PR #751, opened 2020-02-15
Add option for custom FastBoot implementation

Ravenstine:
I think it's good that ember-cli-fastboot comes with the FastBoot library out of the box, but it would be nice to override that and use your own implementation of FastBoot.

The case where this would be most useful is when someone would want to use a fork of FastBoot, whether it's their own or someone else's.  My motivation for adding this option to ember-cli-fastboot so that I can use my [FastBoot fork](https://github.com/ravenstine/powerboot) without having to use a hackey postinstall script to make it happen with a symbolic link.

In short, this allows specifying a custom FastBoot class in your `ember-cli-build.js` file:

```js
const FastBoot = require('my-fastboot-fork');
const app = new EmberApp({
  fastboot: {
    implementation: FastBoot
  }
});
```

I'm sure most people may not need this, but it's something I would like and I figured I'd put it out there in case anyone thinks it makes sense.

### DIFF
--- a/README.md
+++ b/README.md
@@ -551,6 +551,20 @@ fastbootConfigTree() {
 
 The above configuration will be available in Node via the `FastBoot.config()` function. Therefore, in order to get the above config, the addon/app can call `FastBoot.config('<engine-name>')`.
 
+## Custom FastBoot Implementation
+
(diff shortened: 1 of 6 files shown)


kratiahuja:
Could you please define what your usecase is to fork `fastboot`? Is there something missing that is better built within `fastboot`?

PR #753, opened 2020-02-20
Changes required for Embroider build to support Fastboot apps

SparshithNR:
This PR address the review comments from #729


dnalagatla:
Thank you @SparshithNR for working on fixing those new review comments. The changes look good to me.

README.md
```diff
@@ -436,6 +436,20 @@ use the rehydration builder and your application will be using rehydration.
...
+
+```
+FASTBOOT_HTML_MANIFEST=true
+```
+
+If we decide certain scirpt tags to be ignored in fastboot and shouldn't be loaded into fastboot sandbox, we need to use `data-fastboot-ignore` in script tag.
+Example:
+```
+<script src="fastboot-ignore.js" data-fastboot-ignore></script>
+```
```
kratiahuja: Please provide a concrete example of when this usecase is needed? Otherwise why are we providing this API?

test/update-manifest-from-html-test.js
```diff
@@ -0,0 +1,134 @@
...
+  const files = {};
+  files['a.js'] = '';
+  files['b.js'] = '';
+  files['c.js'] = '';
+  files['d.js'] = '';
+  files['e.js'] = '';
+  files['chunk-12.js'] = '';
+  files['chunk-12.test.js'] = '';
+
+  it(`works correctly as files are added/removed`,  function() {
```
kratiahuja: I didn't see a test case for `data-fastboot-ignore` being tested..

SparshithNR: https://github.com/ember-fastboot/ember-cli-fastboot/blob/9ace0cd548a155d2ac92616ca0eb9acb97088423/test/update-manifest-from-html-test.js#L18

README.md
dnalagatla: I think the goal here was to ignore Js files such are google-analytics as they are only needed for Browser and shouldn't be included in Fastboot Manifest.

dnalagatla: We should provide that as an example.

lib/embroider/update-manifest-from-html.js
```diff
@@ -0,0 +1,61 @@
...
+  // otherwise, we must parse the index.html file to figure out what's next
+  const indexHtml = fs.readFileSync(root + '/' + htmlFileName, 'UTF8')
+  // TODO: fix simple-html-tokenizer: https://github.com/tildeio/simple-html-tokenizer/pull/71
+    .replace('<!DOCTYPE html>','');
+
+  const assetsDir = `assets/`;
+  const vendorFiles = pkg.fastboot.manifest.vendorFiles || [];
+
+  // Find script src which are not data-fastboot-ignore
+  // data-fastboot-ignore in the script tag is added by the developer
```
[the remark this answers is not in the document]
SparshithNR: I have added an example in README. 
https://github.com/ember-fastboot/ember-cli-fastboot/pull/753/commits/29aefe0b8dfa8af62cb22fea671386a3f085e592#diff-04c6e90faac2675aa89e2176d2eec7d8R450

test/update-manifest-from-html-test.js
SparshithNR: https://github.com/ember-fastboot/ember-cli-fastboot/blob/29aefe0b8dfa8af62cb22fea671386a3f085e592/test/update-manifest-from-html-test.js#L63-L69

ef4:
This is still an important issue, but after much more end-to-end testing of full apps with fastboot & embroider I don't actually think this is the right solution.

Instead of mangling the build output in `postBuild` -- a step I can't really guarantee will always even exists -- the core code in this PR belongs in https://github.com/ember-fastboot/fastboot instead, where it can discover the right assets when the Fastboot instance is reading from `distPath`.

Also, the earlier reverted version of this feature is still present in the latest release because no release has been cut since it was reverted.

kiwiupover:
@dnalagatla @ef4 and @rwjblue what needs to happen to this PR before we can cut an embroider version of `ember-cli-fastboot`

ef4:
This PR is superseded, the equivalent changes were already made in fastboot itself.

We probably do need a release of ember-cli-fastboot that upgrades to that newer fastboot.

There is also work to do here to make ember-cli-fastboot natively emit the new format accepted by fastboot, although that is not a blocker because fastboot accepts all older formats too.

PR #767, opened 2020-07-08
Monorepo

kiwiupover:
Move ember-cli-fastboot addon to packages/ember-cli-fastboot

This PR is the base for moving tests to a monorepo structure following the discussion here. 

https://github.com/ember-fastboot/ember-cli-fastboot/issues/765

PR #768, opened 2020-07-10
Adding monorepo tests apps

kiwiupover:
### The problems

- The current test setup needs to run against npm 4 because we are swapping node modules at build time. Both `npm` 5+ and `yarn` expect node modules to be referenced from a repository or from disk somewhere. Pre `npm` 5+ node modules in present in the `node_modules` would be included when `npm install` is run.  

- [ember-cli-addon-tests](https://github.com/tomdale/ember-cli-addon-tests) builds uses ember-data@3.8.0 ember-cli-fastboot needs to tests against a wide rage of dependancies

- We need to add tests for an embroider application. 

### The case for a monorepo
We add `test-package` applications so we can tests again each of the scenarios `ember-cli-fastboot` supports. We would add an `embroider` application and run tests against that app.  A number of addons have has success with this approach `ember-auto-import` being one. 

#### Proposed test structure
I propose that we have singular focused tests and a `test-package` each of those focuses. 
- A classic app with tests for routing and the build tests
- An embroider app with routing and build tests
- Custom apps for a customization we support. Finger printing, output files names, custom html

An alternative could be we have a single custom app with all the customization tested in that application. I don't like this idea because it will be hard to fellow contributors to follow the customizations . 

### Use github actions
This is a no brainer. Test are much faster. 

Here is the same PR on my repo running github actions. https://github.com/kiwiupover/ember-cli-fastboot/pull/8 
I don't know why github actions don't run for a PR from a forked repo. 

This PR branches from the monoropo PR #767 and should be merged following the merge of that PR. 

I broke down [package-json-test.js](https://github.com/ember-fastboot/ember-cli-fastboot/blob/master/test/package-json-test.js) into separate tests with corresponding test-package applications 

Adding test-packages for  
- basic-app
- fingerprinted app
- custom html app
- custom output app

@rwjblue @kratiahuja, @SparshithNR and @mansona I would love to hear your thoughts about this approach.


kiwiupover:
Closing this PR in favor of smaller ones.

PR #771, opened 2020-07-23
Update README.md

jad359:
Removed "Introduction to Ember FastBoot" video that is no longer available on Vimeo.
Updated reference of "Ember community slack" to "Ember Community Discord".


mansona:
Any reason why a change to the readme would break the build? 🙈  cc @rwjblue @kiwiupover ?

rwjblue:
@mansona - No, I don't think it should have but its also fine to land so....

PR #776, opened 2020-07-31
Move asset rewriting test to test-packages/basic-app

kiwiupover:
This PR also replaces ember-cli-fastboot/test/asset-rewriting-test.js to basic app

@rwjblue


test-packages/basic-app/test/asset-rewriting-test.js
```diff
@@ -0,0 +1,21 @@
+const chai = require('chai');
+const expect = chai.expect;
+const glob = require("glob");
+const execa = require("execa");
+
+chai.use(require('chai-fs'));
+
+describe.only('rewriting HTML', function () {
```
mansona, line 8:
```suggestion
describe('rewriting HTML', function () {
```
😉 

I wonder if we can enable a lint rule to catch these?

kiwiupover: 😞  thanks heaps @mansona

PR #803, opened 2020-11-13
Dave/custom fastboot app

kiwiupover:
Creating the second test ember application. This app will be for customizations.


packages/ember-cli-fastboot/.eslintrc.js
```diff
@@ -15,6 +15,8 @@ module.exports = {
     browser: true
   },
   rules: {
+    'ember/no-get': 'warn',
```
kiwiupover, line 18: Adding a new ember app to the test-packages has updated `ember-cli-eslint` which has added new linting rules.

kiwiupover (commented):
@rwjblue this is ready for review.

PR #805, opened 2020-11-28
Setup Monorepo

xg-wang:
## What it does

This PR sets up the monorepo for several repositories under `ember-fastboot` org, and internal test packages for easier testing across several repos:

- `packages/fastboot`: a low-level tool for anything relying on rendering Ember app in node environment (e.g., custom fastboot-server, prember)
- `packages/ember-cli-fastboot`: required for all SSR ember app
- `packages/fastboot-express-middleware`: low-level tool for building custom fastboot-server
- `packages/fastboot-app-server`: sane default for serving production app
- `test-packages/*`: internal ember apps for acceptance & e2e testing, not published

All packages to be published are bumped to `3.1.2`, which is the largest among the packages' versions.

Also converting several `fastboot` repo tests that rely on `ember-cli-fastboot` for building ember app into `test-packages/integration-tests/test/basic-test.js`.

`ember-cli-fastboot` is already using `release-it-yarn-workspace` to release `ember-cli-fastboot`; we can continue to use the release flow to release others.

## Context

[`ember-fastboot` org](https://github.com/ember-fastboot) has multiple packages useful for server-side rendered ember apps.
Although these packages can be used together with different versions combination (e.g., https://github.com/ember-fastboot/fastboot/blob/v3.1.2/src/fastboot-schema.js is explicitly designed for compatibility), it is usually desired to keep them in sync from maintainers' perspective and use a combination of versions known good from users'.

Currently, when bumping one package, several PRs need to cascade for other packages; it becomes even trickier when a fastboot contributor needs to make a change or write a test that interacts with different packages.

To merge these related packages into a monorepo, we can make maintaining and contributing to fastboot much easier.

The cons for doing monorepo is losing the flexibility to release different versions for each package and increasing the coupling, but they are not necessarily bad IMO.

## Checklist

The monorepo setup needs to ensure a couple of things:
- [x] link packages in dev/test
- [x] ci pass
- [x] move some fastboot tests to integration-tests for demonstration ([basic-test.js](https://github.com/xg-wang/ember-cli-fastboot/blob/monorepo/test-packages/integration-tests/test/basic-test.js))
- [x] update packages/*/readme.md
- [x] release setup
- [x] keep all the git history of the different packages
- (need to verify after merge) make sure the list of contributors on GitHub is a superset

## Next steps

- [ ] After this PR is merged, move issue/pr from other repos then archive (We can only move manually/individually now 😥)
- [ ] Identify and fix any incompatibilities
[...]

PR #806, opened 2021-01-06
replace term whitelist with allowlist

mcfiredrill:
I followed the RFC from awhile back that has since been merged, so
hopefully this can be changed here in ember-cli-fastboot as well.

### DIFF
--- a/README.md
+++ b/README.md
@@ -92,13 +92,13 @@ server.start();
 
 ## Using Node/npm Dependencies
 
-### Whitelisting Packages
+### Allowlisting Packages
 
 When your app is running in FastBoot, it may need to use Node packages
 to replace features that are available only in the browser.
 
 For security reasons, your Ember app running in FastBoot can only access
-packages that you have explicitly whitelisted.
+packages that you have explicitly listed as allowed.
 
 To allow your app to require a package, add it to the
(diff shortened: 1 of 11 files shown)


kiwiupover:
@mcfiredrill thank you so much for your PR. I really want to make sure that we land it soon. 

To fix the test failures we there needs to be an update to the underlying `fastboot` module. You can see that here: https://github.com/ember-fastboot/fastboot/search?q=whitelist

We are in the process of pulling all the fastboot packages together into [one repo](https://github.com/ember-fastboot/ember-cli-fastboot/pull/805) which will make this PR much easier to land. Once #805 is merge then this PR will be very easy to make the change across all the fastboot packages.

mcfiredrill:
Great thank you!  Sorry I didn't have time to look into the test failures yet. 

> To fix the test failures we there needs to be an update to the underlying fastboot module. You can see that here: https://github.com/ember-fastboot/fastboot/search?q=whitelist

Makes sense.
Is it worth making a PR to ember-fastboot to fix , or maybe it's better to wait until the monorepo is setup?

kiwiupover:
@mcfiredrill Hello we just merged the monorepo branch please feel free to update your PR. 

We would like to use the name `allowedHosts` going forward. Does that make sense? 

Thanks for your help here.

WORK ORDER
From the entries, report each line that includes the word "internal".

REPLY TO THE TASK
This PR sets up the monorepo for several repositories under `ember-fastboot` org, and internal test packages for easier testing across several repos:
- `test-packages/*`: internal ember apps for acceptance & e2e testing, not published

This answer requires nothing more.